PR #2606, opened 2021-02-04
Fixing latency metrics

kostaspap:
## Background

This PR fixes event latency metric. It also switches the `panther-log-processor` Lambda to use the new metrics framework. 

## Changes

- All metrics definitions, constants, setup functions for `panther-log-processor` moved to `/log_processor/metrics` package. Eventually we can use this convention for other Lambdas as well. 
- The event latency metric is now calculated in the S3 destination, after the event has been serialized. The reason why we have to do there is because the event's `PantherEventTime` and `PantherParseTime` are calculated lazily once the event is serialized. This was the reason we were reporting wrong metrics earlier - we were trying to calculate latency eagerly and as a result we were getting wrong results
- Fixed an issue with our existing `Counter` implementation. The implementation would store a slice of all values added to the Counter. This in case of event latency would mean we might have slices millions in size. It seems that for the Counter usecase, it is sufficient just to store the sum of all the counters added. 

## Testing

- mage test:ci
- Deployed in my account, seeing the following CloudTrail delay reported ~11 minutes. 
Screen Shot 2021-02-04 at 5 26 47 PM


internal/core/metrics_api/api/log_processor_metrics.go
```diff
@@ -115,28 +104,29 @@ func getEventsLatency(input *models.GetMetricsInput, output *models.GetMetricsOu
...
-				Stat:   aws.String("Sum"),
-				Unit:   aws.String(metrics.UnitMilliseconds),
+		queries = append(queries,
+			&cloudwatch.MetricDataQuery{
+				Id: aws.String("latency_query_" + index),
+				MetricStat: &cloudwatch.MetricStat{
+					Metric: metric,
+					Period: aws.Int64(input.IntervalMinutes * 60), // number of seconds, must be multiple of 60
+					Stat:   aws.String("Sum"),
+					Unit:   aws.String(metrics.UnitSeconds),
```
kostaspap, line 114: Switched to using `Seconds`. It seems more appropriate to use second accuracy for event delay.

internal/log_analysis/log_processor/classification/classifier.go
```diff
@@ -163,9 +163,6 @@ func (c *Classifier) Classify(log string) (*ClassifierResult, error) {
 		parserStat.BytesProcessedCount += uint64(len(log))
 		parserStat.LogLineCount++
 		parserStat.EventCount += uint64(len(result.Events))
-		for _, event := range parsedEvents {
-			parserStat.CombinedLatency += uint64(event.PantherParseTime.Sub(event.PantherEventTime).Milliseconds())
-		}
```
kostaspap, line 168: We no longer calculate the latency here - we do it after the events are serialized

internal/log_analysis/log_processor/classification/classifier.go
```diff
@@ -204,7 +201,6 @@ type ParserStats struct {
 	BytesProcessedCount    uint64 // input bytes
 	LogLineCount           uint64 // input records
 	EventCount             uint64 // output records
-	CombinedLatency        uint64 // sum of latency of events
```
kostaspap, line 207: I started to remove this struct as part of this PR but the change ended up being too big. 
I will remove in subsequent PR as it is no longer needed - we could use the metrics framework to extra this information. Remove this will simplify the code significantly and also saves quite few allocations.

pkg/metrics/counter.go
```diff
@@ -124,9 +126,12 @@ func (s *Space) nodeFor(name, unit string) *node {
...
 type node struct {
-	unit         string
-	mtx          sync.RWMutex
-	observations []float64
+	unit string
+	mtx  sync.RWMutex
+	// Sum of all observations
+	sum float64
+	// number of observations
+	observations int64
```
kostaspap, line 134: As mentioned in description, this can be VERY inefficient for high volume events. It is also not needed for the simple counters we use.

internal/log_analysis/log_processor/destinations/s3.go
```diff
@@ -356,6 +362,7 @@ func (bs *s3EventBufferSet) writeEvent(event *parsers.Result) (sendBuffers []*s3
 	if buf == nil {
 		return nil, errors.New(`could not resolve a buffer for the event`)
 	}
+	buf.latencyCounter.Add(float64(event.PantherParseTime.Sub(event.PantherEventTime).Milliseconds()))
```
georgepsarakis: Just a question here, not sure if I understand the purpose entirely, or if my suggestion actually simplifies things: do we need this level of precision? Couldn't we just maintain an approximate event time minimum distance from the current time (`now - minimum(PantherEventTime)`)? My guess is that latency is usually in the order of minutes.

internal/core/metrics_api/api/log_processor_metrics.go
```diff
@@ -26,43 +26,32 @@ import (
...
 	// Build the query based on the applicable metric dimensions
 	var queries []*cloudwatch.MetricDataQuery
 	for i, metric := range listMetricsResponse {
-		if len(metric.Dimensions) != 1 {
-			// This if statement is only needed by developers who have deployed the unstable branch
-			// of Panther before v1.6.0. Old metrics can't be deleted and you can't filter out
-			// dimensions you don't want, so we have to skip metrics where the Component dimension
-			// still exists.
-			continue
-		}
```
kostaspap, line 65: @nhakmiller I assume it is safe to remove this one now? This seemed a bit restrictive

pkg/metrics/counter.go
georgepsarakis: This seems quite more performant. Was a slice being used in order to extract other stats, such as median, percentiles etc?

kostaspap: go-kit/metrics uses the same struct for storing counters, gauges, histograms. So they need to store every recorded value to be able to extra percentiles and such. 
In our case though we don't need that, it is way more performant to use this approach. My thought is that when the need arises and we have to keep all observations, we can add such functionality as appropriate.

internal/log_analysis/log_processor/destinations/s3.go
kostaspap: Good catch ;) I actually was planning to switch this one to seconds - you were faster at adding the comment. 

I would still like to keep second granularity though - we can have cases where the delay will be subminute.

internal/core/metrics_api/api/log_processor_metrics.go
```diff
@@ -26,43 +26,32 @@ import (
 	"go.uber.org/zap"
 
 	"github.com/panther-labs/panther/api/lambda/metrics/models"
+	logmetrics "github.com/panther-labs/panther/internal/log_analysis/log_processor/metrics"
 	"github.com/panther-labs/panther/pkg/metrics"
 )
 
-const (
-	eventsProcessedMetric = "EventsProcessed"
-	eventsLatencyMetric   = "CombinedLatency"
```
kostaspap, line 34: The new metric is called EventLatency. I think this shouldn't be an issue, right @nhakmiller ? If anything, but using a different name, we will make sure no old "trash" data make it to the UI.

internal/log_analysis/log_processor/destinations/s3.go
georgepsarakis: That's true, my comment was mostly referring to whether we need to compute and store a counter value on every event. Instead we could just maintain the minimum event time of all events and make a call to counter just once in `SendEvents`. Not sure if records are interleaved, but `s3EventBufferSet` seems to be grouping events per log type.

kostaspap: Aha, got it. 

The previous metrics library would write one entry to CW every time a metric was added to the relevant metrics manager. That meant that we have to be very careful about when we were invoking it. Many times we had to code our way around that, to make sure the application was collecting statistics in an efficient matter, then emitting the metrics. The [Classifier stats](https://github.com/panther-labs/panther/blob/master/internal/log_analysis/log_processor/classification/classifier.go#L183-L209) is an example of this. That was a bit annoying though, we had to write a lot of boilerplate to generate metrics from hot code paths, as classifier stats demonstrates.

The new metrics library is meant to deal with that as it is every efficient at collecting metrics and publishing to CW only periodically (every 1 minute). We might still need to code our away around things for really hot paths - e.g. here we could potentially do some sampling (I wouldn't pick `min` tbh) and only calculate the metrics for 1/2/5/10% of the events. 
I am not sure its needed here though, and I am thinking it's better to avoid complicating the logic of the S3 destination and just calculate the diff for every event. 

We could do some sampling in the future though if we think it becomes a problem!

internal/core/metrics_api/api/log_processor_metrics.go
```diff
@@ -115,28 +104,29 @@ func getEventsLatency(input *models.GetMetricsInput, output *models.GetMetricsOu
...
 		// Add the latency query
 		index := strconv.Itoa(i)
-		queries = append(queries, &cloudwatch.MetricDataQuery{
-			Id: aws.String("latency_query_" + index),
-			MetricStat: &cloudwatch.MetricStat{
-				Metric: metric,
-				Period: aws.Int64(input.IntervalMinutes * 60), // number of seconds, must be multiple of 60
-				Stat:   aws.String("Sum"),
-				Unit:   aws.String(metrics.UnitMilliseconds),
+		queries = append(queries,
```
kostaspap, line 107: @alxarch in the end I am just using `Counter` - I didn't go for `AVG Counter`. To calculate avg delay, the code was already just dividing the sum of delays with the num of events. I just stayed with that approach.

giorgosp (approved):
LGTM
--*--
In the material above, which lines contain "MetricStat"? Copy each of them.

+				MetricStat: &cloudwatch.MetricStat{
-			MetricStat: &cloudwatch.MetricStat{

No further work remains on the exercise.